XIX Edición

Curso 2022 - 2023

Alejandro Quintana

El ruido de las bombas 

Raquel Giménez Fernández, 15 años

Colegio La Vall (Barcelona)

Nina apretó los dientes. El sonido de las bombas le hacía temblar. El ejército alemán bombardeaba Londres desde hacía diez días. Diez días desde que Nina se encontraba en el oscuro refugio antiaéreo. Diez días que le parecían una eternidad. 

Se acurrucó contra la pared y tensó el cuerpo. Cayó otra bomba, esta vez un poco más cerca, provocando que del techo callera una nube de polvo. Estaba rodeada de gente a la que no conocía, familias enteras de distintos barrios de la ciudad. 

Inspiró profundamente, intentando apartar una sensación de asfixia. 

La mayoría de aquellas personas no se quedaban a dormir durante la noche, dada la insalubridad del refugio, que carecía de baños y ventilación. Lo hacían en sus casas, para volver al refugio en cuanto sonaba la sirena de alerta. Ella no podía hacer lo mismo porque no tenía una casa a la que volver. 

Una mujer empezó a gritar, aterrorizada. Nina intentó taparse los oídos, pero no tenía espacio para mover los brazos. Anhelaba volver a su hogar, a su antigua vida, junto a su madre y su padre. 

Notó la respiración temblorosa del hombre que tenía al lado. 

Echaba de menos el olor de su habitación y los muebles, de los que se quejaba a su madre, pues decía que se habían quedado infantiles para una niña de once años. En aquel momento deseaba volver a los muebles infantiles de su pequeño cuarto. 

Se oyó otro estruendo, algo más lejano. 

Lo que más añoraba era la música. El sonido del piano del salón, que llenaba las tardes de verano, y las canciones que su madre entonaba con la fina voz de un ruiseñor y que ella se esforzaba en seguir, desafinando, hasta que lograba coger la nota adecuada. Nina rememoraba a menudo sus primeras clases de canto y las horas de ensayo en el coro del colegio. 

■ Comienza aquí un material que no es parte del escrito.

PR #914, opened 2019-02-17
lsp: add jsonrpc version field to responses as per spec

actionshrimp:
Tried hooking up the emacs lsp-mode client to merlin's LSP server and it expects the `jsonrpc` field in responses, as per the 'abstract message' part of the spec: https://microsoft.github.io/language-server-protocol/specification .

With this change the emacs client connects fine.


andreypopp:
Thank you!

PR #916, opened 2019-02-18
Re-align identifier numbers with compiler

lpw25:
Move `Btype.unbound_class` to `Env` so that it appears after `Predef` in
the dependency order and doesn't change the identifier stamps of the
predefined identifiers.


trefis:
I've built this locally for all the ocaml versions we support.
I then tested it with my patched version of mdx, on all the versions except 4.02: it fixes the issue.

PR #918, opened 2019-02-19
Update merlin.opam

Bronsa:


trefis:
Shouldn't that `version` field just be removed from the opam file?

trefis:
Ping @AltGr .

AltGr:
It's allowed either way: not having it can be more convenient when you have your own version change management mechanics, but having it means it gets picked up by `opam pin` (which will just default to version `dev` if not found)

trefis:
Thanks for your anwser!
If I understand correctly, this will matter for libraries (which might have revdeps), but probably doesn't for merlin (which shouldn't have revdeps).

So I'll close this and remove the version field from our opam file.

Thank you as well @Bronsa!

PR #922, opened 2019-02-24
LSP: Add "Find references"

rusty-key:
Support `text/findReferences`, analogue of `occurances`
https://microsoft.github.io/language-server-protocol/specification#textDocument_references

/cc @andreypopp


andreypopp:
Thanks @rusty-key, that looks great!

I've rebased on top of master which has LS tests hooked up to the CI. Will merge after CI confirms this.

PR #923, opened 2019-02-24
Run LSP tests on CI

andreypopp:
- Fixes tests for LSP frontend and makes deterministic (sort output of completion, not sure why it's different across machines but this is what original protocol tests are doing too)
- Add new job which tests LSP frontend with 4.07


andreypopp:
@let-def thanks!

Yeah, I've tried to make it so regular builds are unaffected. Should be ok for now, we can revisit later if needed.

One thing which worries me is that Travis CI is so slow lately (I think this is because of they being acquired recently.

I vote for a transition to azure which also can help testing on macOS and Windows in addition to having Linux builds.

PR #924, opened 2019-02-25
[RFC] do not stage parser

trefis:
Or any of the related files.
Instead directly depend on menhir.

In the process:
- fixed a type error in the 4.02 parser
- manually silenced a bunch of "unused value" warnings


trefis:
@let-def reported that menhir's API is unfortunately not stable, so we cannot afford not to stage.

andreypopp:
Curious what was the motivation for such cnahge.

trefis:
Well, not only do I find the various dune files who currently live under `src/ocaml/preprocess` ugly.
There's also the fact that the rules in there have been silently broken for a while, since dune has moved where it stores its `.cmi` files.

This PR not only simplified the whole thing, it also used the `menhir` rule which is built in dune, and which is kept up to date when `.cmi` files are moved around.

trefis:
Note: I'll try to cook up an alternative solution using the `include_subdirs` stanza.

andreypopp:
Makes sense!

Just that introduction of a new dependency (menhir) made worry a bit — merlin is installed in almost any project I've seen — it's a downside if it would impose a new constraint on menhir.

PR #925, opened 2019-02-26
LSP: provide sortText in completion items

Khady:
This PR adds fills the `sortText` field of completion items in `textDocument/completion` response. This is necessary to make sure that the client will respect the order decided by merlin.

Tested on emacs only.

https://microsoft.github.io/language-server-protocol/specification#textDocument_completion
https://github.com/tigersoldier/company-lsp/issues/56#issuecomment-424593632

> Per [specification](https://microsoft.github.io/language-server-protocol/specification#textDocument_completion), the server can specify `sortText` for each candidate. Candidates should be sorted by `sortText` if the server populates them, or sorted by the labels if `sortText` is not populated.


andreypopp:
Thanks!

Los recuerdos la embargaron y por un momento se perdió en ellos, mas aquella sensaciones no tardaron en apagarse al darse cuenta de que la música desapareció cuando desaparecieron sus padres. Desde entonces, en su corazón solo quedaba el silencio vacío de unas notas mudas.

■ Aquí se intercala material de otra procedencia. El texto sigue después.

PR #926, opened 2019-02-26
LSP: change hover response from string to code

Khady:
I am not sure about this one. But I have the impression that the value returned by hover will always be some kind of ocaml/reason code. So the answer should be a MarkedCode instead of a MarkedString.

### DIFF
--- a/src/frontend/lsp/ocamlmerlin_lsp.ml
+++ b/src/frontend/lsp/ocamlmerlin_lsp.ml
@@ -215,36 +215,39 @@ let on_request :
     return (store, params)
 
   | Lsp.Rpc.Request.TextDocumentHover {textDocument = {uri;}; position;} ->
-    Document_store.get store uri >>= fun doc ->
-    let command =
-      Query_protocol.Type_enclosing (
-        None,
-        logical_of_position position,
-        None
-      )
+    let query_type doc pos =
+      let command = Query_protocol.Type_enclosing (None, pos, None) in
+      match Query_commands.dispatch (Document.pipeline doc) command with
+      | []
+      | (_, `Index _, _) :: _ -> None
+      | (_, `String value, _) :: _ -> Some value
     in
-    begin match Query_commands.dispatch (Document.pipeline doc) command with
-    | [] -> return (store, None)
-    | (_loc, `Index _, _is_tail) :: _rest -> return (store, None)
-    | (_loc, `String value, _is_tail) :: _rest ->
-      let contents =
-        let supports_markdown =
-          List.mem
-            Lsp.Protocol.MarkupKind.Markdown
-            client_capabilities.textDocument.hover.contentFormat
-        in
-        if supports_markdown
-        then {
-          Lsp.Protocol.MarkupContent.
-          value = "```ocaml\n" ^ value ^ "\n```";
-          kind = Lsp.Protocol.MarkupKind.Markdown;
-        }
-        else {
-          Lsp.Protocol.MarkupContent.
-          value;
-          kind = Lsp.Protocol.MarkupKind.Plaintext;
-        }
+
+    let format_contents ~as_markdown typ =
+      if as_markdown
+      then {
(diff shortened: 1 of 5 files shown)


andreypopp:
Yeah, have to test this one in vscode. Some thoughts:

- Maybe we don't need to wrap `contents` into backticks if we return `MarkedCode`
- We probably can infer `ocaml` or `reason` from document's URI
- I think this should enable syntax highlighting? That would be nice!

Khady:
```
        if
          List.mem
            Lsp.Protocol.MarkupKind.Markdown
            client_capabilities.textDocument.hover.contentFormat
        then [Lsp.Protocol.MarkedString.MarkedCode { language = "OCaml"; value = contents } ]
        else [Lsp.Protocol.MarkedString.MarkedString contents]
```

Maybe the answer should be like this actually. I don't have a clear view of what is the good solution. And I need to fix a bug in lsp-mode before to have a good client to test with.

andreypopp:
Few more thoughts:

- We should probably return `MarkupContent` which is either `markdown` or `plaintext`. `MarkedString` is marked as deprecated.
- You are correct (from discussion on Discord) that we need not to include fenced codeblocks and then vscode will highlight the content properly.

andreypopp:
I pushed a fix to use `MarkupContent` and tested it in vim and vscode.

src/frontend/lsp/ocamlmerlin_lsp.ml
```diff
@@ -224,18 +224,28 @@ let on_request :
...
           List.mem
             Lsp.Protocol.MarkupKind.Markdown
             client_capabilities.textDocument.hover.contentFormat
-        then "```\n" ^ contents ^ "\n```"
-        else contents
+        in
+        if supports_markdown
+        then {
+          Lsp.Protocol.MarkupContent.
+          value = "```ocaml\n" ^ value ^ "\n```";
```
Khady: this is not critical, but String.concat or sprintf would be more performant

andreypopp: Thanks, fixed.

andreypopp:
@Khady I think we can merge this if you can check emacs is happy with this.

Khady:
I'm not 100% sure emacs does the good thing, but I tend to think that this PR is correct.

https://github.com/emacs-lsp/lsp-mode/issues/673

andreypopp:
@Khady well, don't want to merge this and break workflow for emacs users... let's wait then

Khady:
So the situation with emacs is:

- when using MarkedString (as in master branch), the markdown is rendered using the good mode, displayed with nice colors and it basically work
- when using MarkedContent, it has some bugs, the content is not always displayed and when it is, the coloration is not good.

I didn't manage to find so far what creates this problem :(

andreypopp:
@Khady the coloration isn't good in vs code too to be honest — it tries to color it as OCaml but those snippets are not always valid OCaml.

The previous VsCode extension used a different grammar for this but to trigger this now we need to use different than `ocaml` lang specifier in markdown codeblock. I'm thinking to remove the lang completely for now (the coloration might be handled on per editor basis for now, personally I don't think it's super useful but still nice to have). Do you think if we remove language specifier and just return a codeblock — that would help emacs?

Khady:
I fixed emacs in https://github.com/emacs-lsp/lsp-ui/pull/249

Now IIUC the emacs situation is (without webkit support):
- for MarkupContent, the value returned by the server is "rendered" by emacs and then displayed to the user. There is no syntax highlighting in the markdown itself. But at least it is not messed up.
- for MarkedString:
  - if there is no language, the content is rendered as markdown and code blocks are colorized
  - if there is a language, the content is rendered using the major mode corresponding to the language. Or displayed as plaintext if there is no major mode for the language.

andreypopp:
@Khady am I correct that we can merge this now then?

andreypopp:
Thanks!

Otra explosión la sacó de su ensimismamiento. La sirena estridente rompía el aire de la calle. 

Nina reprimió las lágrimas. Su música no parecía tener cabida en aquel lugar de sufrimiento. Intentó parar el temblor que le recorría el cuerpo. Estaba harta de pasar miedo, de no tener un momento de respiro, de encontrarse siempre en tensión. Estaba harta del ruido, de no escuchar un sonido bello sino voces horribles que aventuraban el horror que le aguardaba fuera del refugio.  Quería luchar contra la ola de desesperación que la embargaba, pero no tenía una espada. Miró alrededor con desánimo y carraspeó; tenía la garganta seca. Hacía diez días que apenas salía una palabra de ella. Palabras, voz, melodía… 

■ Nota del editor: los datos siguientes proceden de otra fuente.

PR #1305, opened 2025-11-16
fix: correct argument parsing for --append flag in get_web_session.py

0xcathiefish:
## Description
Fixes argument parsing bug in `tools/get_web_session.py` when using `--append` flag together with TOTP seed parameter.

## Problem
The current implementation uses `enumerate(sys.argv[3:], 3)` which causes incorrect index calculation when accessing `sys.argv[i + 1]` for the `--append` parameter value. This results in the `--append` flag not working properly when a TOTP seed is provided.

**Example that fails with current code:**
```bash
python3 tools/get_web_session.py myuser mypass "TOTP_SECRET" --append sessions.jsonl
```

## Root Cause
When using `enumerate(sys.argv[3:], 3)`, the index `i` refers to the position in the original `sys.argv`, but when trying to access `sys.argv[i + 1]`, the calculation becomes incorrect due to the offset introduced by slicing.

## Changes Made
- Replaced `enumerate()` loop with explicit `while` loop and manual index increment
- Added `if totp_seed is None` check to prevent overwriting TOTP seed with subsequent non-flag arguments
- Added error handling when `--append` is provided without a filename
- Added missing `import os` for the `os._exit()` call
- Improved argument parsing to correctly skip consumed arguments

## Testing
Tested with the following commands to ensure correct behavior:
```bash
# With TOTP and append
python3 tools/get_web_session.py user pass "TOTP_SECRET" --append sessions.jsonl

# With all flags
python3 tools/get_web_session.py user pass "TOTP_SECRET" --headless --append sessions.jsonl

# Without TOTP
python3 tools/get_web_session.py user pass --append sessions.jsonl
```

All argument combinations now parse correctly.

### DIFF
--- a/tools/get_web_session.py
+++ b/tools/get_web_session.py
@@ -77,9 +77,9 @@ async def login_and_get_cookies(username, password, totp_seed=None, headless=Fal
                     twid = cookies_dict['twid']
                     # Try to extract the ID from twid (format: u%3D<id> or u=<id>)
                     if 'u%3D' in twid:
-                        user_id = twid.split('u%3D')[1].split('&')[0]
+                        user_id = twid.split('u%3D')[1].split('&')[0].strip('"')
                     elif 'u=' in twid:
-                        user_id = twid.split('u=')[1].split('&')[0]
+                        user_id = twid.split('u=')[1].split('&')[0].strip('"')
 
                 cookies_dict['username'] = username
                 if user_id:


0xcathiefish:
## Additional Fix

I discovered another bug while testing: the extracted `user_id` from the `twid` cookie includes trailing quotes, resulting in invalid JSON output.

**Example of buggy output:**
```json
{"kind": "cookie", "username": "...", "id": "111222333\"", ... }
```

**Fix applied:**
Added `.strip('"')` to remove quotes when extracting user_id:
```python
if 'u%3D' in twid:
    user_id = twid.split('u%3D')[1].split('&')[0].strip('"')
elif 'u=' in twid:
    user_id = twid.split('u=')[1].split('&')[0].strip('"')
```

**Verified output:**
```json
{"kind": "cookie", "username": "...", "id": "111222333", ... }
```

The script now works correctly and generates valid JSON. ✅
This has been added to the same PR in commit [commit_hash](https://github.com/zedeus/nitter/pull/1305/commits/3190623cff2c9855743d20d5fa6dc38e140be384).

PR #1347, opened 2025-12-23
Fix the checkmark position

796176:
## Description

If the profile name is too long and has a checkmark, this checkmark gets in the way of other elements on the right. On mobile it's even worse because it widens the page by creating an empty space on the right side to fit the checkmark.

Cerró los ojos súbitamente. Había encontrado con qué luchar. Pese a que no era una espada sino un puñal endeble, lo agarró con todas sus fuerzas y, con voz insegura, se arrancó a cantar una nana que le había enseñado su madre. El hombre que tenía al lado se giró, sorprendido. Ella, ignorándolo, alzó un poco más la voz. Una mujer la miraba con incredulidad, pero continuó cantando, impertérrita. Fue subiendo la potencia de sus pulmones, de sus cuerdas vocales, del chorro invisible que salía por su boca. La confusión crecía en el refugio. 

Ignorando la reacción de los demás, Nina prosiguió con la nana, sacando coraje de donde creía que no guardaba nada, hasta acabar cantando a pleno pulmón, en un éxtasis frenético. 

Todos la escuchaban ensimismados. Por un momento, los bombardeos desaparecieron bajo la interpretación de la adolescente, que era como el madero al que se aferra un náufrago, una promesa de que volverían tiempos mejores. 

Cuando terminó, al contemplar los ojos de su público, supo que había conseguido acallar el ruido de las bombas.